# advice on new shrimp tank



## Steve8888 (Nov 29, 2012)

Hey everyone, I currently have an empty 30 gallon tank and I'm thinking of starting a shrimp tank with it. So basically as someone who has never kept shrimp before is 30 a good size to start with? And then my second question what type of filter/plants that shrimp like/shrimp would be good for a newbie to start with? Thanks in advance for the help!


----------



## old 97 (Jul 25, 2011)

30G is a great size for a shrimptank. Cherry shrimp are typically recommended for first runs.
They do not require a heater. They are the least expensive. They are constantly reproducing.

Any filter that doesn't suck them up, or blow them around is fine. Plant selection is not as crucial as overall quantity.

If you have spent any time around cows, you can expect more of the same. If there is food in the trough; that's where you will find them. When the supply is deplete - they are off foraging again.

The following boring story is to convey the simplicity of shrimp keeping. 
Every spring I put a few clear bins/tanks around my garden. I start with an empty bin, fill it with loose stemplant clippings, top up with water, and then add shrimp. I do not feed them- just top up with water over the summer. I break them down every fall when the first ice forms on the surface. Every year I bring in much more then I set out.

The only other unique observation I would make is in regard to substrate selection. In my (indoor/permanent) planted tanks I employ fired clay substrate [turface, Schultz, AP.com, kitty litter - its all the same]and I do notice the shrimp spend ALL their time picking up the individual pieces and turning them over and over until they are clean. Because they are so obsessed with this activity; I believe it must be important to their emotional well being. Considering the amount of time I have spent watching this happen - I conclude it must me important to mine as well.


----------



## modster (Jun 16, 2007)

I would get the tank cycled and the plants established first. 

My shrimps seem to like moss a lot. That's usually where the new born babies hide too. Amazon frogbit will help removing some of the nitrate.


----------



## Tikulila (Feb 18, 2011)

30G is a great size. I'm currently growing mine in a 5G

Here are a few things to take care of:

1. Filter: Something that doesn't suck em up. Most popular is a sponge filter. For a 30G thats probably not going to work, so a HOB with a pre-sponge on the intake will do. It is important so the new born won't get sucked up.
2.Substrate: I use Quartz (inert substrate), and it's totally fine with RCS. I heard the Fluval shrimp substrate or ADA Amazonia are great, but never used them.
3. Cycle: It's really important in a Shrimp tank, so don't rush it. 
4. Water: Excellent parameters should be kept, a lot of people say That RCS are hardy, and it's true, but that's only compared to shrimp... I for example use treated tap water (I use Prime) and add catappa/Indian almond leaf to lower Ph by a bit.

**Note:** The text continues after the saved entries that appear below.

PR #196, opened 2025-02-19
Add QUARKUS-5623 test plan

mocenas:
Add a test plan for QUARKUS-5623

### Links

JIRA: https://issues.redhat.com/browse/QUARKUS-5623

Quarkus documentation: https://quarkus.io/version/main/guides/opentelemetry-logging

Extension/feature community status: dev-preview

 - [X] Make sure you have considered the following areas when preparing the test plan:

   - Logging
   - Tracing
   - Metrics
   - Security
   - OpenAPI
   - Data sources
   - Frontend
   - Qute

### DIFF
--- a/QUARKUS-5623.md
+++ b/QUARKUS-5623.md
@@ -1,0 +1,47 @@
+# QUARKUS-5623 - Logging in OpenTelemetry
+
+JIRA: https://issues.redhat.com/browse/QUARKUS-5623
+
+Upstream PRs:
+- https://github.com/quarkusio/quarkus/pull/38239
+- https://github.com/quarkusio/quarkus/pull/46354
+
+Documentation: https://quarkus.io/version/main/guides/opentelemetry-logging
+
+## Preview status
+OpenTelemetry logging is currently considered dev-preview in quarkus.
+
+## Scope of testing
+- Test OpenTelemetry quarkus extension.
+- Verify that quarkus application is sending its logs to the logging backend.
+  - Example backend uses grafana/otel-lgtm, which is all-in-one solution using grafana for frontend and Loki for log collecting. 
+- Verify that log messages as well as log levels are correct.
+  - Log formatting is not tested as log lines store individual fields for log level, message, time, etc.
+- Log level sending config 
+  - Log lines that are not displayed on other log channels (filtered due to too detailed log level), are not send to the backend as well. 
+  Verify that sending to backend responds to changing log level config. 
+- Bulk log sending - verify bulk size & time of sending. 
+- Verify that hostname (part of log data send) is not fixed at build time, verify for both JVM and native.
+- Verify that custom attributes can be sent using `quarkus.otel.resource.attributes`.
+
+## Getting familiar with the feature
+Following actions were taken to ensure familiarity:
+- Focus on exploratory testing of the feature
+- Ensure good user experience and simplicity of use
+- Check the community status of the extension/feature, preview and experimental ones should be considered carefully
+
+## Automated test development
+- Test suite - New scenarios for baremetal and OCP execution.
+- Test framework - requires implementation of new test service for grafana.
+
+### Impact on TS and resources
+- Two additional test classes in one module - for baremetal and OCP.
+Native build will be only for one test on baremetal and one on OCP.
+Expecting additional time to execute:
+  - OCP JVM - 10 min
+  - OCP native - 10 min
+  - Baremetal JVM - 8 min
+  - Baremetal native - 5 min
+
+## Contacts
+* Tester: Martin Očenáš <mocenas@redhat.com>


QUARKUS-5623.md
```diff
@@ -0,0 +1,36 @@
+# QUARKUS-5623 - Logging in OpenTelemetry
+
+JIRA: https://issues.redhat.com/browse/QUARKUS-5623
+
+Upstream PRs:
+    - https://github.com/quarkusio/quarkus/pull/38239
```
rsvoboda, line 6: Fix the formatting, see for example https://github.com/quarkus-qe/quarkus-test-plans/blob/0ecb4d376d284867df7db238b75df4e5b62c2dc2/QUARKUS-5623.md

QUARKUS-5623.md
```diff
@@ -0,0 +1,36 @@
...
+
+Documentation: https://quarkus.io/version/main/guides/opentelemetry-logging
+
+## Preview status
+OpenTelemetry logging is currently considered dev-preview in quarkus.
+
+## Scope of testing
+Test OpenTelemetry quarkus extension.
+Verify that quarkus application is sending its logs to the Grafana backend.
+Verify that log messages as well as log levels are correct.
```
rsvoboda, line 17: Bullet-points would be better for this part

QUARKUS-5623.md
```diff
@@ -0,0 +1,36 @@
...
+    - https://github.com/quarkusio/quarkus/pull/46354
+
+Documentation: https://quarkus.io/version/main/guides/opentelemetry-logging
+
+## Preview status
+OpenTelemetry logging is currently considered dev-preview in quarkus.
+
+## Scope of testing
+Test OpenTelemetry quarkus extension.
+Verify that quarkus application is sending its logs to the Grafana backend.
```
rsvoboda, line 16: `Grafana backend` ... what exactly do you mean by that. To me Grafana is solution for dashboards, it takes data from a "data source" - https://grafana.com/docs/grafana/latest/datasources/#built-in-core-data-sources

QUARKUS-5623.md
```diff
@@ -0,0 +1,36 @@
...
+Verify that log messages as well as log levels are correct.
+
+## Getting familiar with the feature
+Following actions were taken to ensure familiarity:
+- Focus on exploratory testing of the feature
+- Ensure good user experience and simplicity of use
+- Check the community status of the extension/feature, preview and experimental ones should be considered carefully
+
+## Automated test development
+- Test suite - New scenarios for baremetal and OCP execution.
```
rsvoboda, line 26: `OCP execution` ... so the TF Grafana service will support both baremetal and OCP environments?

QUARKUS-5623.md
```diff
@@ -0,0 +1,36 @@
...
+- Test framework - requires implementation of new test service for grafana.
+
+### Impact on TS and resources
+- Two additional test classes in one module - for baremetal and OCP. Expecting additional time to execute:
+  - OCP - 2 min 30 seconds
```
rsvoboda, line 31: OCP will be JVM only?

QUARKUS-5623.md
```diff
@@ -0,0 +1,36 @@
...
+
+## Getting familiar with the feature
+Following actions were taken to ensure familiarity:
+- Focus on exploratory testing of the feature
+- Ensure good user experience and simplicity of use
+- Check the community status of the extension/feature, preview and experimental ones should be considered carefully
+
+## Automated test development
+- Test suite - New scenarios for baremetal and OCP execution.
+- Test framework - requires implementation of new test service for grafana.
```
rsvoboda, line 27: What about customization of the logs format, is that possible? I think this should be checked.
Also support for sending logs in bulks + configuration of the bulk size / frequency of the sends in case of log heavy application.
What if the service is not available? Or the service changes name/address?

rsvoboda (changes requested):

QUARKUS-5623.md
mocenas: OK, I will clarify this more in the TP. I intend to use grafana/otel-lgtm image, which is basically kind of all-in-one for grafana (display), Loki (logging itself) and more.

QUARKUS-5623.md
mocenas: Yes, I'm already working on this in the FW and it works fine in both envs - https://github.com/quarkus-qe/quarkus-test-framework/pull/1503

QUARKUS-5623.md
mocenas: Formatting is not supported. Getting the message from backend actually gets JSON which has separate fields for severity, timestamp, log message, etc. for each log line. So no formatting applies here.

If service is not available, the exporter will write an error to the console (no exception is thrown), that network connection failed. It will then repeatedly try to reconnect. AFAIK this is nothing specific to the logging module of OTEL. IMHO, since we're not testing this elsewhere for OTEL, and this is nothing extra, it is not necessary to have automated tests for.

I will check the bulk configuration, AFAIK there is no specific configuration for otel-logging, but maybe some generic configuration will apply here.

QUARKUS-5623.md
mocenas: You've linked this very file as an example :-), but I got it and fixed it.

QUARKUS-5623.md
mocenas: Changed.

QUARKUS-5623.md
mocenas: I've added OCP native the list. I works on OCP native so no point in excluding it.

QUARKUS-5623.md
mocenas: I've added description to the TP, I hope it is sufficient.

QUARKUS-5623.md
rsvoboda: `JSON which has separate fields` ... can be the fields configured then? Because I can imagine companies having their own requirements for logging data. We already had several issues for enhancing the "stout" logging customization.
If that's not available, I think it is a good candidate for enhancement GitHub issue

rsvoboda: a digest of things discussed in this thread should be added to the test-plan

mocenas: I don't think these field are configurable, and also I'm not sure if these are managed by OTEL, quarkus or some other logging service (Loki - backend one or maybe something on app side?).

We can create a RFE to have this configurable, but we should probably present some strong reason why.

I'm pasting here an example of json for log line, IMHO  it should be sufficient for most cases
```
"stream": {
          "code_lineno": "-1",
          "detected_level": "info",
          "host_name": "mocenas-pc",
          "log_logger_namespace": "org.jboss.logging.Logger",
          "observed_timestamp": "1740051676317910406",
          "scope_name": "io.quarkus.opentelemetry",
          "service_name": "logging-app",
          "service_version": "1.0.0-SNAPSHOT",
          "severity_number": "9",
          "severity_text": "INFO",
          "telemetry_sdk_language": "java",
          "telemetry_sdk_name": "opentelemetry",
          "telemetry_sdk_version": "1.44.1",
          "thread_id": "1",
          "thread_name": "main",
          "webengine_name": "Quarkus",
          "webengine_version": "999-SNAPSHOT"
        },
        "values": [
          [
            "1740051676334889181",
            "Starting new Quarkus gRPC server (using Vert.x transport)..."
          ]
        ]
```

rsvoboda: +1 to create https://github.com/quarkusio/quarkus/issues/new?template=feature_request.yml

And tag Loic, Roberto and Bruno

rsvoboda:
Please don't forget about `a digest of things discussed in this thread should be added to the test-plan`, I have a few meetings now, so I will check this around 3 PM.

QUARKUS-5623.md
mocenas: RFE created - https://github.com/quarkusio/quarkus/issues/46445

mocenas:
> Please don't forget about `a digest of things discussed in this thread should be added to the test-plan`, I have a few meetings now, so I will check this around 3 PM.

I've added the 'digest' to the scope of testing.

mocenas:
I've added some test cases to scope. Also I've changed this to draft since RFE https://github.com/quarkusio/quarkus/issues/46445 is currently being discussed.

Also new test cases would require changes of properties, meaning app rebuilds (additional builds) which would increase the execution time. E.g. native currently takes about 5 minutes local and 10 minutes on OCP. If we add like 3 builds due to different config, this time can multiply. Is it worth it all this execution time @rsvoboda? Meaning should we go with full JVM/native baremetal/OCP matrix here?

rsvoboda:
> Meaning should we go with full JVM/native baremetal/OCP matrix here?

What would be your proposal to get a balance @mocenas ?

mocenas:
> > Meaning should we go with full JVM/native baremetal/OCP matrix here?
> 
> What would be your proposal to get a balance @mocenas ?

What abound one test for native (just to verify it works) and others just for JVM?

rsvoboda:
Sounds reasonable as this is targeting TP level

mocenas:
> Sounds reasonable as this is targeting TP level

OK, I altered it in the test plan.

rsvoboda:
@mocenas will you drop draft status?

mocenas:
> @mocenas will you drop draft status?

I left draft status because of RFE, how will that go about the log fields. (RFE is still mentioned in the TP). I would like to resolve this somehow before dropping draft status.

rsvoboda:
So talk to the developer, give a day. If things are not concluded or clear, we can proceed with current plan and update the TP later.

rsvoboda (approved):

rsvoboda:
I've approved, can be merged once @fedinskiy rechecks and approves this PR

fedinskiy (approved):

Plants: Shrimp indeed like moss, one thing is to use low-tech. using CO2 is a risk, and Ph swings can kill your shrimp.

And one last thing, if you want fast reproduction, grow them alone .


Good luck!!


----------



## fjord (Sep 22, 2011)

Tikulila,

I'm another newbie to shrimp. Santa's bringing me an ADA Mini-M for Christmas, which is about 5.5 gallons. How may shrimp may I keep in it? Is 10 a good start?


----------



## Tikulila (Feb 18, 2011)

First off, congratz on the new aquarium .

I wouldnt go under 10, if you want them to breed. Thing is, it's going to be a while until you get berried females. In my RCS tank, I waited 2 month before I got my 1st berried female. two weeks lated and I had 4 berried. So it depends on you, if you want to have a big colony from the start, buy more. If you are prepared to wait, and you want to save a bit of money, 10 is a good number.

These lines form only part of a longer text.